In tempi più recenti un gran numero di segnalazioni e ritrovamenti su tutti i versanti della montagna ha confermato l'intensa frequentazione del sito ed ha permesso di formulare l'ipotesi che essa fosse una montagna sacra degli antichi Liguri.

L’area è caratterizzata dalla presenza di rocce ofiolitiche del ciclo orogenico alpino, ossia serpentine (verdi) con rocce metamorfiche eclogitiche, dovute ad un vulcanismo marino. Esse iniziano dall'asse geografico Sestri Ponente-Voltaggio, in sostanza nel versante occidentale della Val Polcevera di Genova, per terminare circa a Savona, dove iniziano formazioni sedimentarie: ed è in questa zona che s’individua attualmente l'inizio della catena alpina.

La presenza dell'uomo è attestata in zona fin dal paleolitico inferiore.

Nel neolitico si ebbe forse il massimo sviluppo culturale preistorico: gruppi umani molto specializzati si misero in grado di estrarre e lavorare i serpentini verdi per produrre una vasta quantità di strumenti di ottima qualità che venivano esportati anche a distanze molto grandi. Questi artigiani neolitici avevano sviluppato la capacità di usare per ciascun tipo di strumento il serpentino più adatto: quello resistente all'abrasione per i macinelli, quello resistente alla percussione per le asce levigate e via di questo passo. Ciò testimonia l'alto livello culturale e tecnologico raggiunto.
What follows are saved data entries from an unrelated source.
Issue #861, opened 2015-04-06
afFieldValueIs and AutoForm.getFieldValue not reactive with checkboxes


erasaur:
The helper returns true when the checkbox is initially checked, but doesn't return false when the checkbox is subsequently unchecked. Same behavior with `AutoForm.getFieldValue`.

```
<head>
  <title>test-checkbox</title>
</head>

<body>
  {{> hello}}
</body>

<template name="hello">
  {{#autoForm collection="FieldValueIs" type="insert" id="FieldValueIsForm"}}
    {{> afQuickField name="a"}}
    {{#if afFieldValueIs name="a" value=true}}
      {{> afQuickField name="b"}}
    {{/if}}
  {{/autoForm}}
</template>
```

```
FieldValueIs = new Mongo.Collection("FieldValueIs");
FieldValueIs.attachSchema(new SimpleSchema({
  a: {
    type: Boolean
  },
  b: {
    type: String
  }
}));
```

marktomm:
Hello!

I have also stumbled upon this buggy behavior in autoform.

The only workaround I have found so far is set a Session variable on click event if I want to dynamically change properties in the schema:

<pre>
//hello.js

Template.hello.events({
  "click #a": function() {
    Session.set('form_a_Option', AutoForm.getFieldValue('a', 'FieldValueIsForm'));
  }
});


//colleciton.js

FieldValueIs = new Mongo.Collection("FieldValueIs");
FieldValueIs.attachSchema(new SimpleSchema({
  a: {
    type: Boolean
  },
  b: {
    type: String,
    autoform: {
      type: function() {
        if(!Session.get('form_a_Option'))
          return "hidden";
          
        return "";
      }
    }
  }
}));
</pre>

or write a custom helper for hello template

<pre>
Template.hello.helpers({
  is_a_OptionYes: function() {
    return AutoForm.getFieldValue('a');
  }
});
</pre>

The examples here assume an id "a" is assigned to the appropriate field i "hello" template:
{{#if afFieldValueIs name="a" id="a" value=true}}

abecks:
Confirmed, I'll see if I can diagnose and PR a fix.

abecks:
This is fixed in #889, monitor that pull request to see when the package is updated.

rclai:
What crazy timing, I created a [reproduction](https://github.com/rclai/autoform-affieldvalueis-issue) just now lol.

chompomonim:
[...]

PR #889, opened 2015-04-15
Fix for checkboxes and radio buttons not triggering form change event

abecks:
Hey Aldeed,

This is a fix for #861. Checkboxes and radio buttons do not pass the infinite loop protection you have in place on the ```change form``` event handler. This adds compatibility for checkbox and radio buttons, and provides a framework for other input types if necessary in the future.

Cheers!


abecks:
Actually I see I've made a mistake here, going to redo the request.

PR #890, opened 2015-04-15
Fix for checkboxes and radio buttons not triggering form change event

abecks:
Hey Aldeed,

This is a fix for #861. Checkboxes and radio buttons do not pass the infinite loop protection you have in place on the change form event handler. This adds compatibility for checkbox and radio buttons, and provides a framework for other input types if necessary in the future.

Cheers!


rclai:
There is something not working right with nested `afFieldValueIs` even with this fix.

Can you test [this](http://meteorpad.com/pad/pQTK2vM7MjFJ5fbMb/AutoForm%20afFieldValueIs%20Issue) with your fix?

rclai:
In 4.2.2, this would work properly as shown [here](http://meteorpad.com/pad/F3MZPmbYMAw6DKEWR/Copy%20of%20AutoForm%20afFieldValueIs%20Issue). You will notice that text that is supposed to be hidden appear but disappear.

abecks:
Your [example](http://meteorpad.com/pad/pQTK2vM7MjFJ5fbMb/AutoForm%20afFieldValueIs%20Issue) works for me with my fix, however I had to turn your {{#unless}} block into an {{#if}} to show the string properly. It does reset the value of the second checkbox to true when the template is re-rendered due to toggling on the first one. However I do see some complications stemming from the infinite loop protection:

Set the first checkbox to true,
Set the second checkbox to false,
Set the first checkbox to false and then true again

The second checkbox will now be to true, and setting it to false will not trigger a change event (due to the last remembered state of the field being false, it thinks no change has occured).

I'm going to have to defer to @aldeed for any complications due to the loop. I don't know what the original problem was that he was trying to avoid.

If my fix isnt working for you, can I ask how you are using it? You can checkout my version of the repository to ```packages/aldeed_autoform``` in your Meteor directory to override it.

rclai:
I had no solution, until you just mentioned how you inverted the logic check from `unless` to `if` and this time it worked properly, wow.

abecks:
You might still encounter issues due to the re-rendering of the second checkbox without remembering its setting, but that should get you going.

roelvan:
I don't like having to install a custom autoform package and change all related dependencies, so I've built a temporary fix by creating a custom input type for checkboxes: You can find it here: https://github.com/roelvan/autoform-checkbox-fix

jasonxeno:
This pull request is working great for me in production, thank you!

tcastelli:
working for me too, hope to see that integrated soon :)

aldeed:
Thanks! Manually merged in https://github.com/aldeed/meteor-autoform/commit/b2fb325f6021a59d7938a05b075a2593df62b35c

PR #927, opened 2015-05-05
Update the themes section

JamesLefrere:
I'm no longer maintaining that Semantic UI package, so I've pointed the link towards the new one.


aldeed:
Thanks!

PR #939, opened 2015-05-13
Options for afFormGroup and afObjectField

fknipp:
I extended the autoform attributes for “nicer” forms using the Bootstrap grid, e. g. to display first name and surname or ZIP and city side by side.

Example:

```javascript
Schema.Registration = new SimpleSchema({
	'participant': {
		type: Object,
		autoform: { 
			afObjectField: {
				bodyClass: 'container-fluid row'
			}
		}
	},
	'participant.firstname': {
		type: String,
		autoform: { 
			afFormGroup: {
				'formgroup-class': 'col-sm-6'
			},
		}
	},
	'participant.lastname': {
		type: String,
		autoform: { 
			afFormGroup: {
				'formgroup-class': 'col-sm-6'
			},
		}
	},
	…
};
```

github firstname lastname

### DIFF
--- a/components/afObjectField/afObjectField.js
+++ b/components/afObjectField/afObjectField.js
@@ -6,7 +6,6 @@ Template.afObjectField.helpers({
   },
   innerContext: function() {
     var c = AutoForm.Utility.getComponentContext(this, 'afObjectField');
-    _.extend(this, c.atts);
-    return this;
+    return _.extend({{}, this, c.atts);
   }
 });
--- a/components/afObjectField/afObjectField.js
+++ b/components/afObjectField/afObjectField.js
@@ -6,6 +6,6 @@ Template.afObjectField.helpers({
   },
   innerContext: function() {
     var c = AutoForm.Utility.getComponentContext(this, 'afObjectField');
-    return _.extend({{}, this, c.atts);
+    return _.extend({}, this, c.atts);
   }
 });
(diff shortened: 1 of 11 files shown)


components/afObjectField/afObjectField.js
```diff
@@ -3,5 +3,10 @@
 Template.afObjectField.helpers({
   getTemplateName: function () {
     return AutoForm.getTemplateName('afObjectField', this.template, this.name);
+  },
+  innerContext: function() {
+    var c = AutoForm.Utility.getComponentContext(this, 'afObjectField');
+    _.extend(this, c.atts);
+    return this;
```
aldeed: We should never mutate `this`. Maybe do `return _.extend({}, this, c.atts);` instead.

aldeed: Actually, most likely just `return c` will work.

aldeed:
Thanks, @fknipp! This is on my to-do list, and I think you've done a good job with it. I left a couple code comments, but if we can resolve that, this should be good to merge.

components/afObjectField/afObjectField.js
fknipp: Thanks for pointing this out.

I've pushed a version using the first version, at I cannot assume, how this is used in the templates used by other users.

PR #946, opened 2015-05-15
Allow user to specify a DDP Connection to use when calling Meteor methods

patrickleet:
```html
{{#autoForm schema=myForm id="myForm" type="method" meteormethod="doStuff" ddp=DDPConnection}}
  <!-- ... -->
{{/autoForm}}
```

Just pass in DDPConnection from a template helper

```javascript
Template.myForm.helpers({
    DDPConnection: function() {
        return DDP.connect(url); 
        // return Cluster.discoverConnection('service'); // also works with meteor-cluster!
    }
});
```


aldeed:
Manually merged. Thanks!

PR #947, opened 2015-05-18
Remove 'autosave' value from 'removeProps'

MichalW:
I working on "universe-select" package and I need "autosave" value in contextAdjust in "addInputType".
Could You leave "autosave" value in context?


aldeed:
@MichalW, you can do `AutoForm.getCurrentDataForForm()` in the contextAdjust function to get the reactive autoForm attributes.

PR #985, opened 2015-05-30
Reactive schema

abecks:
Hey @aldeed,

I think I've got reactive schemas working with only minor adjustments to your code. It mostly consists of avoiding lookups for fields that no longer exist, and capturing errors thrown by ```Utillity.getDefs```.

What I've found is that some of field template helper's have a reactive dependency on ```Blaze.getData``` from ```Utility.getComponentContext```, and anything that ultimately uses ```AutoForm.getCurrentDataForForm```. When the schema changes, these template helpers re-run, before Blaze actually removes them from the DOM. It seems that we will need checks in place on the helpers (or these utility functions) to check to make sure the field still exists in the schema.

I've tested it in my production app without any issues, but should probably be tested thoroughly.

### DIFF
--- a/autoform-api.js
+++ b/autoform-api.js
@@ -477,9 +477,9 @@ AutoForm.getInputTypeTemplateNameForElement = function autoFormGetInputTypeTempl
 AutoForm.getInputValue = function autoFormGetInputValue(element, ss) {
   var field, fieldName, fieldType, arrayItemFieldType, val, typeDef, inputTypeTemplate, dataContext, autoConvert;
 
-  Tracker.nonreactive(function() { 
+  Tracker.nonreactive(function() {
     //don't rerun when data context of element changes, can cause infinite loops
-    
+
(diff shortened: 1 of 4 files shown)


abecks:
I've been using this in production for a week now, with no issues whatsoever.

aldeed:
@abecks thanks. This looks OK to merge, but can you submit a PR to devel branch instead?

KristerV:
@abecks this shit is cool, please resubmit! :)

abecks:
Hey @aldeed I'm trying to work this into the devel branch. My project does not work with devel, I'm getting:

```
Exception in template helper: TypeError: Cannot read property 'objectKeys' of undefined
    at Object.autoFormFieldNames 
```

Form's don't render. I've updated my SimpleSchema to 1.3.3. Any ideas what would cause this?

abecks:
Resubmitted as #1132

PR #1035, opened 2015-06-13
Use the field schema to pass data to a field's context (not as an attribute)

abecks:
This PR allows us to pass data through to a field's context via the field's schema definition. Currently, AutoForm turns all of the schema properties into attributes (omitting a handful i.e. `options`). This is useful when creating schemas on the fly.

```js
summary: {
  type: String,
  autoform: {
    data: {
      someArray: ['apple', 'orange', 'banana'],
      someObj: {
        complex: {
          data: 'structure'
        }
      }
    }
  }
}
```


aldeed:
Since this is specific to input types, it should be within the `afFieldInput` object in the schema. Otherwise it isn't clear which component you're providing the data for.

```js
summary: {
  type: String,
  autoform: {
    afFieldInput: {
      data: {
        someArray: ['apple', 'orange', 'banana'],
        someObj: {
          complex: {
            data: 'structure'
          }
        }
      }
    }
  }
}
```

Also, maybe the data should be added directly to the input context (with _.extend) rather than on the `data` property of the context?

aldeed:
Also, please replace this with a devel branch PR.

abecks:
Recreated as #1133

PR #15, opened 2015-01-08
Added browserify directive to make sure that JSX->JS transform happens w...

shitalm:
Currently we are getting errors about illegal characters when we use reactify transform on the local module which imports react-autocomplete. This is because reactify works only on local modules and not the imported ones unless we explicitly specify reactify transform in package.json. This patch adds reactify directive and also css directive to package.json

### DIFF
--- a/.gitignore
+++ b/.gitignore
@@ -1,2 +1,31 @@
-examples/build
-node_modules
+# Eclipse
+.classpath
+.project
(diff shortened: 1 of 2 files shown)


ahutchings:
The "reactify" module also needs to be added to dependencies in order for this to work.

PR #16, opened 2015-01-23
Include reactify transform for browserify users

EugeneZ:
There's a webpack configuration file for webpack users, but nothing for browserify. I suppose ideally the npm module would have the built lib instead of the raw one so that all build systems are supported, but in the meantime this is a low-effort change.

### DIFF
--- a/package.json
+++ b/package.json
@@ -21,5 +21,8 @@
     "autocomplete",
     "combobox",
     "a11y"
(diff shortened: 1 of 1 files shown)


EugeneZ:
Oops, should check before I make a PR -- someone already made the same PR two weeks ago.

PR #22, opened 2015-02-17
Support browserify reactify

alvinsj:


alvinsj:
sorry, this is by mistake

PR #28, opened 2015-03-27
Fix broken link in example.

hellojwilde:
So that it doesn't 404. :D


hellojwilde:
Whoops, I'm the 5th PR for this.

PR #52, opened 2015-09-29
[fixed]: check item length before calling scrollinto view

xujihui1985:
the state of highlightIndex will not be set to null when I change
the value of input box, so exception will be thrown when it is going
to find the highlighted dom element

image


sprjr:
@xujihui1985 think you could get this rebased so we can include it for 1.0.0 in #109?

xujihui1985:
ok. glad to do that

CMTegner:
Superseded by #139.

PR #54, opened 2015-10-22
Allows onBlur function to be set as additional component prop

ejbyne:
This change enables an onBlur function to be set as an additional prop of the component, which is then called via the component's handleInputBlur function (passing the value of the input box as a parameter).

I am currently working on an application where I need this functionality, so that the value of the input box can be processed by the parent component on a blur event. This is a useful addition to the existing onChange prop (called when the user types a character) and onSelect prop (called when an autocomplete option is selected). For my application I specifically need to know the value on the onBlur event so that this value can be saved at that point.

### DIFF
--- a/lib/Autocomplete.js
+++ b/lib/Autocomplete.js
@@ -270,19 +270,6 @@ let Autocomplete = React.createClass({
     return React.cloneElement(menu, { ref: 'menu' })
   },
 
-  getActiveItemValue () {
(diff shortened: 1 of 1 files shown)


CMTegner:
Hi! Thanks for taking the time to create this PR. I'm closing this PR since it'll likely be superseded shortly by the work that will be spun off as a part of #138.

PR #55, opened 2015-10-27
add linting using eslint consuming the rackt config

pwmckenna:
while the style will probably change as more repos are updated (hence the overrides for this repo), this PR introduces eslint and uses the rackt eslint config). I didn't want this to change any code, so rules that did not pass were overridden/disabled to just enforce the style that already exists. 

Here is the repo for the base config being enforced: https://github.com/rackt/eslint-config-rackt

The original discussion around a centralized eslint config can be found here: https://github.com/rackt/history/pull/112


package.json
```diff
@@ -13,14 +13,18 @@
...
+    "test": "npm run lint && echo 'lol'",
+    "start": "rackt server",
+    "lint": "eslint ."
   },
   "authors": [
     "Ryan Florence <rpflorence@gmail.com>"
   ],
   "license": "MIT",
   "devDependencies": {
+    "babel-eslint": "^4.1.3",
```
sprjr: I'd prefer these were pinned explicitly - aka `4.1.3`, I've had a few issues even with devDeps where things break and it's a bit nebulous to tell why.

sprjr:
@CMTegner I rebased this branch off master and resolved the conflicts (not sure why GH is showing that we cannot merge but I can take a look later).

I did actually run `npm install` and `npm run lint` though, and I did not get any errors or warnings at all. That seemed like it would not be the case, but I didn't read the rules yet or the rackt plugin that it extends to see if there actually was validation errors and they weren't caught, or if things were working as intended.

CMTegner:
@sprjr I couldn't get it to work with `babel-eslint@4`, but bumping it to v6 worked. I also upgraded `eslint` to v2, since I felt it was a shame to start a version behind the current stable release. Toggling rules in `.eslintrc` now produces lots of errors. I'll create a ticket where we can track progress towards removing our local overrides.

Just merge this if you think it looks fine.

CMTegner:
Oh, and we should probably lint as a part of build, and set up travis to do it for us.

sprjr:
@CMTegner I was just thinking about a Travis config for this last night when I rebased! I'll open an issue for that as well. I put this in the `1.1.0` milestone for now, as I was going to look at #111 first so we can get the next patch release moving soon.

PR #60, opened 2015-11-10
Fire onSelect event even if there is no match items

tlenclos:
…ere is no match, this change fire the onSelect event on enter keypress


iamdevonbutler:
In the meantime, you can use a simple hack to fire the onSelect callback when the enter key is pressed:

```
<Autocomplete
  inputProps={{
    onKeyPress: (event) => event.key === 'Enter' && ::this.handleSelect(event.target.value),
  }}/>

```

CMTegner:
We'll be adding support for `onKeyPress` and event handlers shortly (#138). I don't think triggering `onSelect` with no item is the way we want to solve this problem. It would also be a breaking change, so it would have to wait for a 2.0 release. I'm closing this issue with the intention of finding a solution in #138.

PR #63, opened 2015-12-03
add missing `event` arg to keyDownHandlers

liamgriffiths:
It looks like this `event` arg was accidentally left out - so this puts it in :smile:


liamgriffiths:
closing this one - noticed that there is already an open PR.

@ryanflorence is this project still maintained?

PR #67, opened 2015-12-30
[added] select item on arrow right key down

Egor-Sapronov:
it's usefull to select item not only on enter but on right arrow key down too


CMTegner:
Thanks! Mind rebasing this?

CMTegner:
After having thought about this a second time I now see that this would be problematic if the user has placed the caret somewhere to the left of the last character. Trying to use the right-arrow to get back to the end of the text would cause an item to be selected.

PR #69, opened 2016-01-15
Call setMenuPositions() on scroll & resize

cdevienne:
If the input position changes, the menu does not follow the move.

This patch fixes it by calling setMenuPosition on resize and scroll, with a throttle of 16msec.


CMTegner:
`setMenuPositions` will likely be removed for v2, so we won't be prioritising any fixes for this at the moment. Regardless, thanks for the effort!

PR #1315, opened 2024-01-10
(765) Stream new CAS2 'application status updates' report

edavey:
[Trello 765](https://trello.com/c/GV3HWCzy/765-download-application-status-updates-report)

This management information report lists application status updates, based on the CAS2 `application.status-updated` domain event.

The spreadsheet which is streamed in response to a request to:

`/cas2/reports/application-status-updates`

has the following format:

```
eventId: "364145f9-0af8-488e-9901-b4c46cd9ba37"
applicationId "3fa85f64-5717-4562-b3fc-2c963f66afa6"
personCrn: "X320741"
personNoms: "A1234AI"
updatedBy: "CAS2_ASSESSOR_USER"
updatedAt: "2024-01-09T09:17:55"
newStatus: "moreInfoRequested"
```

NOTES:

- the `updatedAt` timestamp is formatted in the ISO8601 "Calendar date and local time (extended)" style, as in the above example

- we add a detekt exception to allow a "LongParameterList" in the new `ApplicationStatusUpdatesReportRow` data class


tahb (approved):
This looks good to merge 👍 

My main worry is how well this will do at scale when there are hundreds/thousands of domain events and we're digging through json for each one. The query or the connection will presumably time out at some point and it'd be good to understand when this is likely to be. CAS3 are for instance considering pre-generating these over night so they don't need to be calculated on demand.

edavey:
> My main worry is how well this will do at scale when there are hundreds/thousands of domain events and we're digging through json for each one. The query or the connection will presumably time out at some point and it'd be good to understand when this is likely to be. CAS3 are for instance considering pre-generating these over night so they don't need to be calculated on demand.

I think this PR https://github.com/ministryofjustice/hmpps-approved-premises-api/pull/1331 should allow us to sleep easy regarding performance. The volume of CAS2 activity is low and these reports are now constrained by `domain_events.occurred_at` or `cas_2_applications.created_at` -- i.e. without digging into the JSON blobs.

PR #1316, opened 2024-01-10
Filter out inactive users when showing a task

pezholio:
When showing users, we're allowing inactive users to be allocated, which is causing issues. This updates the endpoint so we ignore inactive users.


davidatkinsuk (approved):
LGTM 👍

garethhallberg (approved):

danlivings-dxw (approved):
LGTM 👍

Mentre le Età dei Metalli sembrerebbero avere visto anche qui quella trasformazione culturale generale un tempo reputata un arresto, un ritardo o un impoverimento delle genti liguri e solo successivamente valutata nella sua reale dimensione di cambiamento dello stile di vita in cui spicca il passaggio dall'abitazione in grotta a quella nel villaggio, riservando alla grotta la sola funzione sepolcrale, la conquista romana comportò la fondazione, in zona, di almeno due importanti insediamenti: la mansio di Alba Docilia (attuale Albisola) ed i cantieri nautici di Ad Navalia (identificata con l'attuale Varazze). In particolare quest'ultima località, ai piedi del Monte Beigua, si riforniva per la sua attività dagli estesissimi boschi ad alto fusto che ricoprivano, ancora fino a qualche secolo fa, tutti i versanti della montagna e del cui sfruttamento fin dalla preistoria è testimone la grande abbondanza di asce in pietra verde levigata trovate nel comprensorio di Sassello. In proposito sembra che alla fine del XVI secolo d.C. il versante marittimo del Monte Beigua risultasse ormai spogliato del suo manto boscoso dalle esigenze cantieristiche della Repubblica di Genova e che lo sfruttamento delle selve a livello industriale sia proseguito, soprattutto sul versante padano, fino al secolo scorso, quando, nella sola zona di Tiglieto, si trasformavano in carbone ben 1.750 tonnellate di legname all'anno.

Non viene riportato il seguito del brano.